In a next step 408, the usage rate can be calculated. Microprocessor 322 may normalize the data prior to calculating usage. In one example, 56 bits have been transmitted in every 1/10 of a second. However, a collection cycle can occur every second. Therefore, in each second, 560 bits can be transmitted.

Once the data is normalized, the logical configuration can calculate usage. The usage rate can be calculated by dividing the actual number of bits per second by the number of bits per second that a line can carry. In this example, because the network device is a one billion bit Ethernet device, the microprocessor can divide the normalized number by one billion bits to determine the usage rate.

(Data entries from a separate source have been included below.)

PR #474, opened 2022-10-05
ci: merge staging to master

maxwell-aiden:
This is an automatic PR generated by the pipeline CI/CD. This will be automatically fast-forward merged if successful.

### Tasks

1. [x] - Enable automated testnet connection tests
2. ~[ ] - Investigate random crashes~ - unnecessary since CLI tests will go to Polykey-CLI
3. [ ] - Testnet nodes should never crash regardless of what connecting nodes are doing


maxwell-aiden:
Pipeline Attempt on 658670966 for 06df14a2dae5198f38d645dbf5458a9c3cd06ab0

https://gitlab.com/MatrixAI/open-source/Polykey/-/pipelines/658670966

CMCDragonkai:
@tegefaulkes the Nat tests failed here. There's a failure that is not just a timeout.

tegefaulkes:
Looking at it now. The initial problem here is that the pings are failing after the default timeout of 20 seconds. 

```
  console.time
    ping1: 22561 ms

      at Object.<anonymous> (tests/nat/DMZ.test.ts:213:15)

  console.log
    {"success":false,"message":"No response received"}

      at Object.<anonymous> (tests/nat/DMZ.test.ts:214:15)

  console.log
    {"type":"ErrorCLINodePingFailed","data":{"message":"No response received","timestamp":"2022-10-06T02:14:59.406Z","data":{},"stack":"ErrorCLINodePingFailed: No response received\n    at /home/faulkes/matrixcode/polykey/js-polykey/src/bin/nodes/CommandPing.ts:72:19\n    at processTicksAndRejections (node:internal/process/task_queues:96:5)\n    at async CommandPing.<anonymous> (/home/faulkes/matrixcode/polykey/js-polykey/src/bin/CommandPolykey.ts:81:7)\n    at async CommandPolykey.parseAsync (/home/faulkes/matrixcode/polykey/js-polykey/node_modules/commander/lib/command.js:923:5)\n    at async main (/home/faulkes/matrixcode/polykey/js-polykey/src/bin/polykey.ts:54:5)","description":"Node was not online or not found.","exitCode":1}}

      at Object.<anonymous> (tests/nat/DMZ.test.ts:215:15)

```

So it's not related to the bug from yesterday. I need to look at the bin command closer to know why the ping is failing. But right now it's consistent with failing to connect.

tegefaulkes:
It's odd, the core problem is that the connection is timing out with `UTP_ETIMEDOUT`. So it's UTP timing out here after 20 seconds. I'm not sure what change caused this, I need to review the the last merge for that. 

Another odd thing is that setting a shorter timeout of '10000' doesn't change the outcome, I'd expect it to abort with a different timeout error but it doesn't. So there is a bug in the code here somewhere. But that relates to the nodes domain cancellability i'm currently working on so it should be addressed there.

tegefaulkes:
The only changes was updating the network domain with cancellability. The network and nodes tests are passing so the connection logic is still working, including `pingNode`.  So why is it only failing in the NAT testing? Is it the network namespacing? because we're using alternate IP addresses? Because it's in a separate process?

CMCDragonkai:
Does the test work locally? Maybe you do need to fix the bug in the nodes domain first.

tegefaulkes:
The tests are failing locally. the problem doesn't seem to be nodes domain specifically. So far as I can tell the `ForwardConnection` is just failing to connect and timing out, but only in the NAT tests. The problem does overlap enough that I'll need to fix it for the nodes PR. I may encounter a fix as part of that work. 

I'll come back to this, I need to think on it for a little bit.

maxwell-aiden:
Pipeline Attempt on 660898712 for e428206e08f084ed7cf93923f5b28f2ea8854ce6

https://gitlab.com/MatrixAI/open-source/Polykey/-/pipelines/660898712

maxwell-aiden:
Pipeline Attempt on 669366315 for d0ffca03dd5851bcdb74d9de0f0a304cecb8e018

https://gitlab.com/MatrixAI/open-source/Polykey/-/pipelines/669366315

maxwell-aiden:
Pipeline Attempt on 675968580 for 0421f7320788f1906c467e35af5cec43865b08d4

https://gitlab.com/MatrixAI/open-source/Polykey/-/pipelines/675968580

maxwell-aiden:
Pipeline Attempt on 677224551 for b381e29f7bdf1396e091472fd45a46d18c9ee34e

https://gitlab.com/MatrixAI/open-source/Polykey/-/pipelines/677224551

maxwell-aiden:
Pipeline Attempt on 678321421 for bb9f39b8451329be1cd1492afbe05535b87762df

https://gitlab.com/MatrixAI/open-source/Polykey/-/pipelines/678321421

maxwell-aiden:
Pipeline Attempt on 678384368 for 04737bc2b19f42522ba627bc1400f00980f1f0ed

https://gitlab.com/MatrixAI/open-source/Polykey/-/pipelines/678384368

CMCDragonkai:
Make sure any logs left over should be following the rest of the code in their logging structure.

maxwell-aiden:
Pipeline Attempt on 688345460 for 1890801816e188b514e4b48f9882a4c144e875f8

https://gitlab.com/MatrixAI/open-source/Polykey/-/pipelines/688345460

tegefaulkes:
There seems to be a bug causing the seed nodes to crash when receiving certain connections. 

```
{
    "type": "TypeError",
    "data": {
        "message": "Cannot read properties of null (reading 'finishShutdown')",
        "stack": "TypeError: Cannot read properties of null (reading 'finishShutdown')\n    at JSStreamSocket.finishShutdown (node:internal/js_stream_socket:160:12)\n    at node:internal/js_stream_socket:147:14\n    at processTicksAndRejections (node:internal/process/task_queues:78:11)\n    at runNextTicks (node:internal/process/task_queues:65:3)\n    at processImmediate (node:internal/timers:437:9)"
    }
}
```

It is internal to some node implementation. It may be related to this issue. https://github.com/nodejs/node/issues/35695.

For now I'm going to disable the testnet connection tests due to the seed nodes instability.

maxwell-aiden:
Pipeline Attempt on 689345933 for 2e972e77c235e8b122e11e2855ebd098dcf50498

https://gitlab.com/MatrixAI/open-source/Polykey/-/pipelines/689345933

maxwell-aiden:
Pipeline Attempt on 689348586 for 6a18b6bca6b76aaf475e740f5110944cc96de950

https://gitlab.com/MatrixAI/open-source/Polykey/-/pipelines/689348586

CMCDragonkai:
> There seems to be a bug causing the seed nodes to crash when receiving certain connections.
>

As can be understood from the foregoing description, the same procedure as described in FIG. 4 can also be applied to, for example, a Gigabit Media Independent Interface (GMII), etc., such as RX_DV and RX_CLK, which can be used to calculate usage. Other bus lines for control signals.

Figure 5 illustrates an example of a network device having a visual performance display configuration in an embodiment of the present invention. A network device 500 can include a plurality of ports. In this example, network device 500 can include two network ports (502 and 504) and two monitoring ports (506 and 508). As can be seen from the foregoing description, the network device can be any device capable of directing Ethernet traffic. Therefore, the network device 500 can be a router, a switch, and a network splitter.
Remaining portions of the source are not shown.